* WHAT YOU WILL DO
Filter the records below down to lines containing "hashes".

* THE DATA
PR #2690, opened 2025-07-24
Modernize dev tooling: switch to uv, pre-commit, PEP 621, update docs

knguyen1:
# Summary

* This is a…
  * [ ] Bug fix
  * [ ] Feature addition
  * [x] Refactoring
  * [ ] Other
* **Describe this change in 1-2 sentences**: Modernizes development tooling by migrating to uv for dependency management, adding pre-commit hooks, and adopting PEP 621 project configuration standards.

# Problem

The project was using outdated development tooling and dependency management practices. This made development setup more complex and inconsistent across different environments.

# Solution

- **Migrated to uv**: Replaced pip-tools with uv for faster and more reliable dependency resolution
- **Added pre-commit hooks**: Implemented automated code quality checks with flake8 integration and requirements files generation
- **PEP 621 compliance**: Updated [`pyproject.toml`](pyproject.toml) to use modern Python packaging standards
- **Centralized dependencies**: Consolidated requirements*.txt files into pyproject.toml as single source of truth
- **Updated documentation**: Reorganized dependency installation instructions in [`CONTRIBUTING.md`](CONTRIBUTING.md)

# Action

Additional actions required:

After merging, contributors should install `uv` and run `uv sync` as outlined on CONTRIBUTING.md. `uv sync` is recommended.

```bash
# install all dependencies (main, build, and dev)
uv sync

# alternatively, you can install dependencies manually using `uv pip`
uv pip install -r requirements.txt
uv pip install -r requirements-build.txt -r requirements-dev.txt

# important: run pre-commit install
uv run pre-commit install
```

### DIFF
--- a/.pre-commit-config.yaml
+++ b/.pre-commit-config.yaml
@@ -17,30 +17,37 @@ repos:
     hooks:
       - id: uv-lock
         name: Sync uv.lock with pyproject.toml
+        always_run: true
       - id: pip-compile
         name: pip-compile requirements.txt
         args: [pyproject.toml, -o, requirements.txt, --generate-hashes, --universal]
         pass_filenames: false
+        always_run: true
       - id: pip-compile
         name: pip-compile requirements-build.txt
         args: [pyproject.toml, -o, requirements-build.txt, --group, build, --generate-hashes, --universal]
         pass_filenames: false
+        always_run: true
       - id: pip-compile
         name: pip-compile requirements-dev.txt
         args: [pyproject.toml, -o, requirements-dev.txt, --group, dev, --generate-hashes, --universal]
         pass_filenames: false
+        always_run: true
       - id: pip-compile
         name: pip-compile requirements-plugins.txt
         args: [pyproject.toml, -o, requirements-plugins.txt, --group, plugins, --generate-hashes, --universal]
         pass_filenames: false
+        always_run: true
       - id: pip-compile
         name: pip-compile requirements-macos-11.0.txt
         args: [pyproject.toml, -o, requirements-macos-11.0.txt, --group, macos_11_0, --generate-hashes, --universal]
         pass_filenames: false
+        always_run: true
       - id: pip-compile
         name: pip-compile requirements-win.txt
         args: [pyproject.toml, -o, requirements-win.txt, --group, win, --generate-hashes, --universal]
         pass_filenames: false
+        always_run: true
   - repo: local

* SOLVED PROBLEM
         args: [pyproject.toml, -o, requirements.txt, --generate-hashes, --universal]
         args: [pyproject.toml, -o, requirements-build.txt, --group, build, --generate-hashes, --universal]
         args: [pyproject.toml, -o, requirements-dev.txt, --group, dev, --generate-hashes, --universal]
         args: [pyproject.toml, -o, requirements-plugins.txt, --group, plugins, --generate-hashes, --universal]
         args: [pyproject.toml, -o, requirements-macos-11.0.txt, --group, macos_11_0, --generate-hashes, --universal]
         args: [pyproject.toml, -o, requirements-win.txt, --group, win, --generate-hashes, --universal]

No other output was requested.